Action term  BioLexicon ( 48 )  

Chemical, gene and disease recognizers

We cast the problem of recognizing chemicals, genes and diseases as a named entity recognition (NER) task. Specifically, we modelled the data using conditional random fields (CRFs) ( 49 ).

As the development corpus did not contain locations of entities nor the exact forms in which they appear in the documents, the first challenge we addressed was the generation of silver-annotated corpora suitable for the named entity recognition task. Leveraging the CTD vocabularies, we determined the locations of chemical, gene and disease mentions in the abstracts using case-insensitive exact string matching. This, however, introduced a considerable amount of noise because of the ambiguity of certain names (e.g. the chemical ‘lead’ matches verbs of the same form). To mitigate this problem, we exploited the testing facility ( http://bc.ctdbase.org/ws ) provided by the CTD track organizers to identify and filter out false-positive results returned for each document. The remaining entities (i.e. the true-positive results) were then used in silver-annotating the documents in the corpus with their specific locations in text.

We observed, however, that in silver-annotating the corpus for diseases, many of the names in the gold standard annotations were missed because of the various ways in which they are expressed in text. For instance, the name ‘leukopenia’ appears as a curated disease for one of the abstracts and while the adjective ‘leukopenic’ appears in text, the name itself (or any of its synonyms) does not. To capture such cases, we developed a heuristic, approximate string matching method based on overlapping stemmed tokens. This algorithm is based on the steps outlined in Table 4 and is applied to both the dictionary entries in the CTD disease vocabulary as well as the noun phrases in text. For each noun phrase-dictionary entry pair, a score is computed based on the number of common tokens. If the score is greater than an established threshold, the matching tokens are silver-annotated in text.

Table 4.

Approximate string matching algorithm applied to produce silver annotations

Step Phrase in text CTD entry 
Input injured by stun gun Stun Gun Injury 
Case normalization injured by stun gun stun gun injury 
Stop word removal injured stun gun stun gun injury 
Stemming injur stun gun stun gun injur 
Reordering gun injur stun gun injur stun 
Step Phrase in text CTD entry 
Input injured by stun gun Stun Gun Injury 
Case normalization injured by stun gun stun gun injury 
Stop word removal injured stun gun stun gun injury 
Stemming injur stun gun stun gun injur 
Reordering gun injur stun gun injur stun 

As an initial step to the training of CRF models, the abstracts were pre-processed by sentence splitting [using the MEDLINE sentence model in LingPipe ( http://alias-i.com/lingpipe )], tokenization [using OSCAR4 ( 50 )] and part-of-speech and chunk tagging [using GENIA Tagger ( 51 )]. The NERsuite package ( http://nersuite.nlplab.org ), our CRF implementation of choice, generates lexical, orthographic, syntactic and dictionary match features that were used in the training of the CRF models. In tagging named entities in input abstracts, NERsuite generates the same set of features and assigns begin-inside-outside labels to the token sequences using the trained models. These labels are then processed to produce responses, i.e. text spans corresponding to recognized concepts.
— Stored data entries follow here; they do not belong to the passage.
PR #869, opened 2020-07-07
feat: add comments field to every form, rendered by ProblemReportField

matthieu-foucault:


matthieu-foucault:
We don't support reporting multiple problems. They would have to edit the textarea and add more text in there. I am not sure making the link unclickable is a solution, as they might want to edit their comment.
Thinking of tweaking the button/paragraph text a bit to clarify that the note will only be visible by CAS when the application is submitted

kriscooke:
I see, so the reason it's not cleared is to edit the original comment - makes sense. If we then fix the Cancel action to not clear the field then, it should be good 👍

PR #872, opened 2020-07-08
chore: pin lodash version to 4.17.18 to resolve npm security advisory

matthieu-foucault:
see https://www.npmjs.com/advisories/1523/versions


matthieu-foucault:
@dleard `4.17.17` was bad, trying `4.17.18`.

PR #879, opened 2020-07-10
fix: only load graphiql when in local environment

dleard:


app/server/index.js
```diff
@@ -220,7 +220,7 @@ app.prepare().then(() => {
   server.use(
     postgraphile(pgPool, process.env.DATABASE_SCHEMA || 'ggircs_portal', {
       appendPlugins: [PgManyToManyPlugin],
-      graphiql: true,
+      graphiql: process.env.IS_LOCAL_ENVIRONMENT === 'true',
```
matthieu-foucault, line 223:
```suggestion
      graphiql: process.env.NODE_ENV !== 'production',
```

dleard: won't this allow graphiql to run in test.ciip? Which we don't want?

dleard: nevermind, it won't. I'll make the change

PR #904, opened 2020-07-15
Reporting docs

rajpersram:
PR to incorporate the introduction of the reporting documentation along with its supporting images. Thanks!


matthieu-foucault:
@kriscooke technically, the commit type should be `docs`, not `feat`. This is not important now, but after v1, if we rely on those to automatically bump the appropriate version number, this would increase the minor version number instead of the patch (see https://www.conventionalcommits.org/en/v1.0.0/)

PR #929, opened 2020-07-20
fix: Immediately remove requested org from access dropdown

kriscooke:
- Refetch Organisations query after `createUserOrganisationMutation`.
[GGIRCS-1463](https://youtrack.button.is/issue/GGIRCS-1463)

### DIFF
--- a/app/containers/Organisations/UserOrganisation.tsx
+++ b/app/containers/Organisations/UserOrganisation.tsx
@@ -59,6 +59,7 @@ export default createFragmentContainer(UserOrganisationComponent, {
     fragment UserOrganisation_userOrganisation on CiipUserOrganisation {
       id
       status
+      organisationId
       organisationByOrganisationId {
         id
         rowId


dleard:
@kriscooke The query in the mutation & the connection are adding duplicate values in the local relay store.

tldr:
- remove the query from the createUserOrganisation mutation return object
- add `organisationId` to the fragment in UserOrganisation.tsx
- (optional): add `cursor` (above `node`) in the return object in the mutation, not needed to work but maybe good for clarity?

explanation:
The connection adds to the local relay store via a range add & then in the same mutation the query in the return object adds to the store again with the value from the database, there are not 2 rows going into the database, just the local relay store. So doing both the return query and the connection in the mutation is the problem.

The filter on line 201 of Organisations.tsx is definitely right, but organisationId will always be undefined without a refresh because of what is (or isn't) being returned in the mutation. The mutation is returning the fragment `...UserOrganisation_userOrganisation`. You can see that in that fragment, (in UserOrganisation.tsx) there is no `organisationId` value, so that value will always be undefined when the mutation returns. The reason it works on refresh is because there is an `organisationId` value in the parent fragment in Organisations.tsx (which is not returned by the mutation).

The reason one `cursor` value was undefined is the same, we are getting back only what is returned by the mutation, and no cursor is defined in the return value.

Two items relevant to how the tools were evaluated came to our attention during the development phase of the shared task: (i) although normalization of entities to the CTD vocabularies was not a requirement, the official testing facility calculated the number of successful matches by attempting to map the responses to the CTD preferred names in the gold standard annotations directly or indirectly through synonyms, using case-insensitive exact string matching; (ii) the task organizers communicated to the participants that while a balance between precision and recall is desirable, optimal recall was preferable as far as actual CTD curation was concerned.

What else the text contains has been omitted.